The hardest thing about living in Montreal, though, is the blue waves of hatred which emanate from the rest of the province, which would rather Montreal (and its strange, diverse, bilingual residents) simply cease to exist. It is indeed a sad day when every proud Montreal anglophone or allophone comes to the realization that they belong nowhere, as their home is in a province that doesn’t want them, and that their country has long ago given up on regaining custody of its loved but misplaced child.

Jonah had realized these things years ago. He was a truth-seeker, like his name-sake. Truth-seeking was an ugly business, but he just couldn’t stand to let the politicians and other people of power spin his eyes shut while they danced around waving flashy signs proclaiming their own greatness. They would get away with their crimes, their back-room deals, their exploitation, their self-serving lies, he knew that...but there was no reason he should stick his head in the sand and pretend it wasn’t happening, which was what most people seemed to do, as far as he could tell.

There were, of course, others like himself, who also sought out the truth instead of taking a grain of it and using it to grow lies...but it was hard to live in the real world, which seemed to offer no solace or comfort. Many of the friends Jonah had grown up with had moved to Toronto or Vancouver or elsewhere, hoping for acceptance and prosperity and, tired, above all, of being blamed for ‘the decline of the French language’. If the erasure of English street names, the closure of English schools, and the removal of English from road signs was anything to go on, it was English which was on the decline, not French. There was even a special type of police called the language police tasked with going around and measuring the English on commercial signs, and ensuring that it was only half the size of the French text. They also issued tickets to restaurants who used non-French words on their menus, such as ‘pasta’, or ‘espresso’. Somehow, though, it was never enough. There was always some fresh wound, some new study that was used as proof that stricter measures were needed to control the spread of the evil, insidious English language and by default, the anglophone community that was no doubt responsible for the decline of French.
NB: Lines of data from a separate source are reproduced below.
PR #433, opened 2020-10-29
Added tests for the AnimationTime component

adlarkin:
I added missing tests for a `std::chrono::steady_clock::duration` component after doing something similar in #401.

### DIFF
--- a/include/ignition/gazebo/components/Actor.hh
+++ b/include/ignition/gazebo/components/Actor.hh
@@ -20,6 +20,7 @@
 #include <ignition/msgs/actor.pb.h>
 
 #include <chrono>
+#include <ratio>
 #include <string>
 
 #include <sdf/Actor.hh>
@@ -50,7 +51,7 @@ namespace serializers
     public: static std::ostream &Serialize(std::ostream &_out,
                 const std::chrono::steady_clock::duration &_time)
     {
-      _out << std::chrono::duration_cast<std::chrono::milliseconds>(
+      _out << std::chrono::duration_cast<std::chrono::nanoseconds>(
           _time).count();
       return _out;
     }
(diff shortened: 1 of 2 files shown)


adlarkin:
A few other things to consider:

1. Should we use `uint64_t` instead of `int64_t` for de-serialization, or can [std::chrono::duration::count()](https://en.cppreference.com/w/cpp/chrono/duration/count) return a negative value if a jump back in time occurs?

https://github.com/ignitionrobotics/ign-gazebo/blob/aea1accff6d8daee0358ae9025e2a9797d292844/include/ignition/gazebo/components/Actor.hh#L58-L71

2. The serialization/de-serialization are only as accurate as milliseconds, since that is what we are currently casting the durations to. If we want to serialize time that is more precise than milliseconds, then the information that exceeds millisecond precision will be lost. Should we use a more precise duration cast? For example, something like `std::chrono::nanoseconds`?

chapulina:
> can std::chrono::duration::count() return a negative value if a jump back in time occurs?

The specific duration type we're using is `std::chrono::steady_clock::duration`, which is equivalent to `std::chrono::nanoseconds`, which under the hood is `std::chrono::duration<int64_t, std::nano>`. Note the `int64_t` there. So it can be negative.

You're right that we use negative durations for jumps back in time. For example, `dt` will be negative when a log playback is rewinded:

https://github.com/ignitionrobotics/ign-gazebo/blob/da2ddbc14bc487d53e49de5b9fdea3272797698c/src/systems/log/LogPlayback.cc#L484-L486

Now, will it ever be negative for `AnimationTime`? I don't think it should. But I was trying to be general when implementing the serialization.

> Should we use a more precise duration cast?

Yeah I think that's a good idea. For the animation it probably isn't necessary, but I think it's good to be general.

adlarkin:
I went ahead and modified the serialization to use nanoseconds instead of milliseconds in [02ad2db](https://github.com/ignitionrobotics/ign-gazebo/pull/433/commits/02ad2db75ee0b6600d7d88c436c156e24b91e8e9). This should be ready for another review now.

chapulina (approved):
Nice, thanks for the test!

Issue #84, opened 2020-04-21
Add helper API to encapsulate the check/create step for components


gerkey:
In the course of migrating a plugin from Gazebo to Ignition (#80), I ended up following a pattern like this when accessing components:
```
if(!_ecm.EntityHasComponentType(this->dataPtr->modelLink, components::WorldPose::typeId))
{
  _ecm.CreateComponent(this->dataPtr->modelLink, ignition::gazebo::components::WorldPose());
}
```
That is, do some sort of lookup and if it fails, then create the component, and subsequently read from or write to it.

This pattern seems common enough that it would be worthwhile providing helper API to encapsulate it into a single `PleaseGiveMeThisComponentButCreateItFirstIfYouNeedTo()` call.

On a related topic, and also related to defining each system's component API (#83), it would be useful to know which components, if any, are guaranteed to exist. I found that sometimes I needed to do the check-create pattern and sometimes I could just use a component blindly without checking its validity. If that's just bad practice, and the right thing to do is to always check for existence of a component before accessing it, then we should say so in the docs (and also clean up internal component handling, e.g., the [IMU system accesses the `Name` component without checking that it's valid](https://github.com/ignitionrobotics/ign-gazebo/blob/master/src/systems/imu/Imu.cc#L161-L162))

peci1:
The example Brian showed gets even more obscure when you need to set some value to the component:

https://github.com/ignitionrobotics/ign-gazebo/blob/9fb057712d5eb1c4965b2755bfb17e7ce6234fe3/src/systems/joint_position_controller/JointPositionController.cc#L231-L241

From the developer's point of view, this is nightmare...

Compare with Gazebo:

```c++
this->dataPtr->joints[iter->first]->SetForce(0, iter->second);
```

I think this design pattern (or rather antipattern?) really needs some simplification. The earlier it gets implemented, the less work will be spent on rewriting other parts of the codebase :) Let's make it a challenge for Edifice? :)

One good solution would be to provide wrappers like https://github.com/ignitionrobotics/ign-gazebo/blob/ign-gazebo4/src/Link.cc for most of the relevant entity types. I always wondered why there is Link.cc and not Joint.cc ...

chapulina:
> One good solution would be to provide wrappers 

That's in the works, see #375 #378 #325

> Let's make it a challenge for Edifice?

The goal is to add these from Citadel onwards :wink:

peci1:
Great to hear that!

[...]

PR #436, opened 2020-10-31
Helper function to set component data

chapulina:
Addresses #84 .

Adds the `SetComponentData` function, which simplifies the code necessary to set data to a component that may not be created yet.

It simplifies code like this:

```
auto poseComp = _ecm.Component<components::Pose>(entity); 
if (nullptr == poseComp) 
{ 
  _ecm.CreateComponent(entity, components::Pose({force})); 
} 
else 
{ 
  poseComp->SetData(pose,
      [](const math::Pose3d &_a, const math::Pose3d &_b)
      {
        return _a == _b;
      };);
} 
```

Into:

```
ecm.SetComponentData<components::Pose>(entity, pose);
```

### DIFF
--- a/include/ignition/gazebo/detail/EntityComponentManager.hh
+++ b/include/ignition/gazebo/detail/EntityComponentManager.hh
@@ -61,7 +61,7 @@ namespace traits
 /// false.
 /// For doubles, `ignition::math::equal` will be used.
 template<typename DataType>
-auto CompareData = [&](const DataType &_a, const DataType &_b) -> bool
+auto CompareData = [](const DataType &_a, const DataType &_b) -> bool
 {
   if constexpr (std::is_same<DataType, double>::value)
   {
--- a/include/ignition/gazebo/detail/EntityComponentManager.hh
+++ b/include/ignition/gazebo/detail/EntityComponentManager.hh
@@ -58,7 +58,7 @@ namespace traits
 /// \brief Helper function to compare two objects of the same type using its
 /// equality operator.
 /// If `DataType` doesn't have an equality operator defined, it will return
-/// true.
+/// false.
 /// For doubles, `ignition::math::equal` will be used.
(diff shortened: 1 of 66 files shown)


include/ignition/gazebo/detail/EntityComponentManager.hh
```diff
@@ -20,15 +20,61 @@
...
+  if constexpr (std::is_same<DataType, double>::value)
+  {
+    return math::equal(_a, _b);
+  }
+  else if constexpr (traits::HasEqualityOperator<DataType>::value)
+  {
+    return _a == _b;
+  }
+
+  return false;
```
peci1, line 75: Doc-comment says it returns true...

chapulina: oops, fixed: cb3e63a229666f88dd433afec03c6f6a49856b02

include/ignition/gazebo/detail/EntityComponentManager.hh
```diff
@@ -20,15 +20,61 @@
...
+  template<typename T>
+  TestEqualityOperator operator == (const T&, const T&);
+
+  /// \brief Type trait that determines if an operator== is defined for `T`.
+  template<typename T>
+  struct HasEqualityOperator
+  {
+    enum
+    {
+      value = !std::is_same<decltype(*(T*)(0) == *(T*)(0)),
```
mjcarroll, line 51: Codecheck doesn't like this because it is a C-style cast.  I don't see an obvious way around it, so I think a `// NOLINT` would be sufficient.

mjcarroll (approved):
This looks good, but will need to pass CI, it isn't currently getting past codecheck.

diegoferigo:
xref https://github.com/ignitionrobotics/ign-gazebo/issues/325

It was all very tiring, and he didn’t blame them for leaving. It was also hard to find work, here, with the discrimination which was rampant, even when it came to invisible minorities who spoke French fairly well, like himself. He knew he was fortunate to at least be considered ‘white’, but even so, with his Jewish last name and the fact that he clearly wasn’t a francophone, he had never once been hired by a French Canadian during his working career, which had lasted more than a decade and had consisted of many different types of jobs. He had given up on applying for jobs posted in French only, since he had long ago realized that was an exercise in futility. He hoped to one day bypass this issue by means of his pen.

‘Ah, Montreal,’ thought Jonah, ‘your storied history and your diversity and your joie de vivre is what keeps us here, and keeps us going...but what happens when the river of blue overtakes us, erasing us, drowning us? Will you sink like the Titanic? Will tourists still flock to your shores?' Tears stung Jonah’s eyes as he looked out over Saint Denis street once again. It was now dark, and the bar was starting to buzz as the cinq à sept crowd streamed in, ready to put the day behind them. Celine Dion’s ‘My Heart Will Go On’ played in the background.